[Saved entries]
PR #15550, opened 2022-11-24
grpc: add rate-limiting middleware

boxofrad:
### Description

This PR implements the gRPC middleware for rate-limiting as a `tap.ServerInHandle` function (executed before the request is unmarshaled).

Mappings between gRPC methods and their operation type is handled by a `protoc` plugin introduced by #15564.


agent/grpc-middleware/rate_test.go
```diff
@@ -0,0 +1,84 @@
...
+	"google.golang.org/grpc/codes"
+	"google.golang.org/grpc/health"
+	healthpb "google.golang.org/grpc/health/grpc_health_v1"
+	"google.golang.org/grpc/status"
+
+	"github.com/hashicorp/consul/agent/consul/rate"
+)
+
+func TestServerRateLimiterMiddleware_Integration(t *testing.T) {
+	limiter := NewMockRateLimiter(t)
```
jmurret, line 20: 👏

jmurret (commented):
👏 thank you for all of the great work!  this looks really good. I had one meta question that I left about handling errors and not blocking requests for errors in consul rate limiting code.

agent/grpc-middleware/rate.go
```diff
@@ -0,0 +1,55 @@
...
+// been decoded).
+func ServerRateLimiterMiddleware(limiter RateLimiter) tap.ServerInHandle {
+	return func(ctx context.Context, info *tap.Info) (context.Context, error) {
+		peer, ok := peer.FromContext(ctx)
+		if !ok {
+			// This should never happen!
+			return ctx, status.Error(codes.Internal, "gRPC rate limit middleware unable to read peer")
+		}
+
+		err := limiter.Allow(rate.Operation{
```
boxofrad, line 26: Just realised that we should probably special-case the xDS endpoint because it implements its own concurrency limiting.

agent/grpc-middleware/rate.go
```diff
@@ -0,0 +1,55 @@
...
+			SourceAddr: peer.Addr,
+			// TODO: operation type.
+		})
+
+		switch {
+		case err == nil:
+			return ctx, nil
+		case errors.Is(err, rate.ErrRetryElsewhere):
+			return ctx, status.Error(codes.ResourceExhausted, err.Error())
+		default:
```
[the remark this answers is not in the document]
boxofrad: Great call! I think it'd be ok to fail with `codes.Internal` for any unknown error, as its a bug in Consul that should be surfaced during our testing.

You raise a good point about `nil` pointers though, as this will presumably be called before/in a different code-path to our recovery interceptor so we probably need to handle panics itself.

agent/grpc-middleware/rate.go
```diff
@@ -0,0 +1,65 @@
...
+}
+
+// NullRateLimiter returns a RateLimiter that allows every operation.
+func NullRateLimiter() RateLimiter {
+	return nullRateLimiter{}
+}
+
+type nullRateLimiter struct{}
+
+func (nullRateLimiter) Allow(rate.Operation) error { return nil }
```
dhiaayachi, line 65: Can we add a static check to make sure the nullRateLimiter Satisfy the RateLimiter interface?

agent/grpc-middleware/rate.go
```diff
@@ -0,0 +1,65 @@
...
+		default:
+			return ctx, status.Error(codes.Unavailable, err.Error())
+		}
+	}
+}
+
+//go:generate mockery --name RateLimiter --inpackage
+type RateLimiter interface {
+	Allow(rate.Operation) error
+}
```
dhiaayachi, line 56: Should we move this in the `multilimiter` package so we can use it in other tests?

agent/grpc-middleware/rate.go
```diff
@@ -0,0 +1,65 @@
...
+// been decoded).
+func ServerRateLimiterMiddleware(limiter RateLimiter, panicHandler recovery.RecoveryHandlerFunc) tap.ServerInHandle {
+	return func(ctx context.Context, info *tap.Info) (_ context.Context, retErr error) {
+		// This function is called before unary and stream RPC interceptors, so we
+		// must handle our own panics here.
+		defer func() {
+			if r := recover(); r != nil {
+				retErr = panicHandler(r)
+			}
+		}()
```
dhiaayachi, line 28: 🎉

agent/grpc-middleware/rate.go
```diff
@@ -0,0 +1,65 @@
...
+
+		peer, ok := peer.FromContext(ctx)
+		if !ok {
+			// This should never happen!
+			return ctx, status.Error(codes.Internal, "gRPC rate limit middleware unable to read peer")
+		}
```
dhiaayachi, line 34: What about the case where we do internal gRPC (http to gRPC inside the same server), does it have the correct peer info?

agent/grpc-middleware/rate.go
dhiaayachi: Not sure I understand, the xDS concurrency limiter is quiet different,isn'it? 🤔

dhiaayachi (changes requested):
Thank you for working on this @boxofrad I added some questions/suggestions.

agent/grpc-middleware/rate.go
boxofrad: We kinda have one in that the `NullRateLimiter` method's return-type is the interface, so if we change the interface without updating the struct it'll fail to compile 😄

agent/grpc-middleware/rate.go
boxofrad: No strong opinions, but I generally like to define interfaces at the point-of-use ([see here](https://blog.chewxy.com/2018/03/18/golang-interfaces/)).

agent/grpc-middleware/rate.go
boxofrad: Yeah, I'd say we should just _not_ rate-limit the xDS endpoint here, and trust the xDS server to do its own limiting.

Particularly because xDS sessions are long-lived and touch many different resources (so what kind of limit would we even apply here?)

agent/grpc-middleware/rate.go
boxofrad: From what I can tell, there's no equivalent of the net/rpc in-memory codec in our gRPC stack (we dial a real TCP connection) so the peer here will be whichever server agent is handling the HTTP request.

I guess that's probably ok in this phase?

jmurret: If we do need this, can we avoid blocking the PR on it?  So can we add either a Phase 1 or Phase 2 follow up task if this is needed?

agent/grpc-middleware/rate.go
```diff
@@ -0,0 +1,72 @@
...
+
+		err := limiter.Allow(rate.Operation{
+			Name:       info.FullMethodName,
+			SourceAddr: peer.Addr,
+			// TODO: operation type.
```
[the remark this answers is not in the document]
boxofrad: This is implemented in #15564 🙇🏻‍♂️

agent/grpc-middleware/rate.go
dhiaayachi: +1 to not blocking the PR over this in all cases!

agent/grpc-middleware/rate.go
dhiaayachi: I think this is reasonable. In all cases the xDS endpoint would end up using data from watches which perform RPC calls, so I guess that would be enough to protect the server.

dhiaayachi (approved):
🚀

PR #16210, opened 2023-02-08
troubleshoot: handle tproxy dialed directly case

ndhanushkodi:
The troubleshoot proxy command validates Envoy config by checking for listeners, routes, clusters, and endpoints. However, if using Tproxy with DialedDirectly, there would be a passthrough cluster for that upstream without any endpoints. We shouldn't error in that case, and should log that it's a passthrough cluster.

### PR Checklist

* [x] updated test coverage
* [x] not a security concern

### DIFF
--- a/troubleshoot/validate/validate.go
+++ b/troubleshoot/validate/validate.go
@@ -2,6 +2,7 @@ package validate
 
 import (
 	"fmt"
+	"strings"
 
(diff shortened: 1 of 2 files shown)


curtbushko (approved):
This looks familiar!  LGTM!

PR #16211, opened 2023-02-08
update troubleshoot CLI, update flags and upstreams output

malizz:
### Description
Update troubleshoot CLI:
- flag names
- required flags 
- upstreams output

### PR Checklist

* [ ] updated test coverage
* [x] not a security concern

### DIFF
--- a/command/troubleshoot/upstreams/troubleshoot_upstreams.go
+++ b/command/troubleshoot/upstreams/troubleshoot_upstreams.go
@@ -24,17 +24,17 @@ type cmd struct {
 	help  string
 
 	// flags
-	adminBind string
+	envoyAdminEndpoint string
 }
 
 func (c *cmd) init() {
 	c.flags = flag.NewFlagSet("", flag.ContinueOnError)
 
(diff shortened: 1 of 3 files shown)


command/troubleshoot/upstreams/troubleshoot_upstreams.go
```diff
@@ -74,14 +75,21 @@ func (c *cmd) Run(args []string) int {
 		return 1
 	}
 
+	c.UI.Output("==== Upstreams (explicit upstreams only)")
```
curtbushko, line 78: I think with this output, to make sure it matches consul-k8s should be:

`==> Upstreams (explicit upstreams only) (count)` 

The same goes with Upstream IPs, but the count in the header.

curtbushko (approved):
I have one request/suggestion below but I won't block on the merge.

command/troubleshoot/upstreams/troubleshoot_upstreams.go
malizz: Sounds good,  will change it (I was following the format in RFC).

PR #16214, opened 2023-02-09
Clean-up Gateway Controller Binding Logic

andrewstucki:
### Description
This is a somewhat lightweight refactor to accomplish a few goals:

1. Cleaning up the logic from https://github.com/hashicorp/consul/pull/16213 needed to fix what was causing infinitely rescheduled reconciliations
2. To collapse all of the various files into a single gateway controller file so we can move this to a different shared subpackage
3. To clean up and add some docstrings

If we want to sign off on this directly, it incorporates the fixes found in #16213.

### PR Checklist

* [x] updated test coverage
* [x] not a security concern


t-eckert (approved):
This is great! I like the approach with the `setStatus` function and passing the function to process each listener. Very clean!

PR #16215, opened 2023-02-09
troubleshoot basic envoy stats for an upstream

malizz:
### Description
troubleshoot basic envoy stats for an upstream

### PR Checklist

* [ ] updated test coverage
* [x] not a security concern

### DIFF
--- a/troubleshoot/proxy/troubleshoot_proxy.go
+++ b/troubleshoot/proxy/troubleshoot_proxy.go
@@ -85,10 +85,11 @@ func (t *Troubleshoot) RunAllTests(upstreamEnvoyID, upstreamIP string) (validate
 	}
 
 	// getStats usage example
-	// rejectionStats, err := t.getEnvoyStats("update_rejected")
-	// if err != nil {
-	// 	resultErr = multierror.Append(resultErr, err)
-	// }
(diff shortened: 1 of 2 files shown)


troubleshoot/proxy/troubleshoot_proxy.go
```diff
@@ -85,10 +85,11 @@ func (t *Troubleshoot) RunAllTests(upstreamEnvoyID, upstreamIP string) (validate
 	}
 
 	// getStats usage example
-	// rejectionStats, err := t.getEnvoyStats("update_rejected")
-	// if err != nil {
-	// 	resultErr = multierror.Append(resultErr, err)
-	// }
+	messages, err = t.troubleshootStats(upstreamEnvoyID)
```
curtbushko, line 88: Would this only work when an EnvoyID is passed in? What about with vips?

curtbushko (changes requested):

troubleshoot/proxy/troubleshoot_proxy.go
malizz: I had a conversation with Nitya, and similar to before, we do not have a reliable way of constructing the SNI from envoyID, so I removed it.

curtbushko (approved):

PR #16217, opened 2023-02-09
Add basic smoke test to make sure an APIGateway runs

andrewstucki:
### Description
This adds a smoke test to make sure that an API gateway can actually run and register itself in Consul. As we merge the ingress translation code we can add more behavioral tests.

It found a couple of things:

1. We needed to add a conditional so that an api gateway instance doesn't need to specify the ports it binds (since it specifies them in its config entry)
2. We missed a few places to convert to/from structs/protobufs

### PR Checklist

* [x] updated test coverage
* [x] not a security concern


sarahalsmiller (approved):
Looks good as a leaping off point!

PR #16218, opened 2023-02-09
Immediately (mostly) useable ACL tokens: add wait and check call to allow for ACL token replication

skpratt:
### Description
This is a borrowed workaround to allow time for ACL tokens to go through raft so that they can be immediately used after a login / creation request. See code comments for full description.

Original implementation in consul-k8s: https://github.com/hashicorp/consul-k8s/blob/dc7f08965c01d2180813d0d83539a49bcc60a7d3/control-plane/subcommand/common/common.go#L156
Once this PR is merged, a follow up PR will remove this wait from consul-k8s, since this will be moving the retry loop upstream into the consul client API itself. This should address all calls to the underlying token API, removing the need for dependent projects like consul-k8s to determine which calls should be handled with a retry loop.

Tested with removed consul k8s retry loop.

No k8s retry loop + these changes: 
No k8s retry loop + without these changes:
No k8s retry loop + forced leader change + changes to delay raft write:
VM create at follower + immediate access request  + delay raft write + without these changes:
VM create at follower + immediate access request  + delay raft write + with these changes:

### PR Checklist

* _ABOUT THIS TASK_: Return, with no change at all, every line in the entries above from the line containing "malizz: I had" through the line containing "It found a couple".

* _TASK RESPONSE_:
malizz: I had a conversation with Nitya, and similar to before, we do not have a reliable way of constructing the SNI from envoyID, so I removed it.

curtbushko (approved):

PR #16217, opened 2023-02-09
Add basic smoke test to make sure an APIGateway runs

andrewstucki:
### Description
This adds a smoke test to make sure that an API gateway can actually run and register itself in Consul. As we merge the ingress translation code we can add more behavioral tests.

It found a couple of things:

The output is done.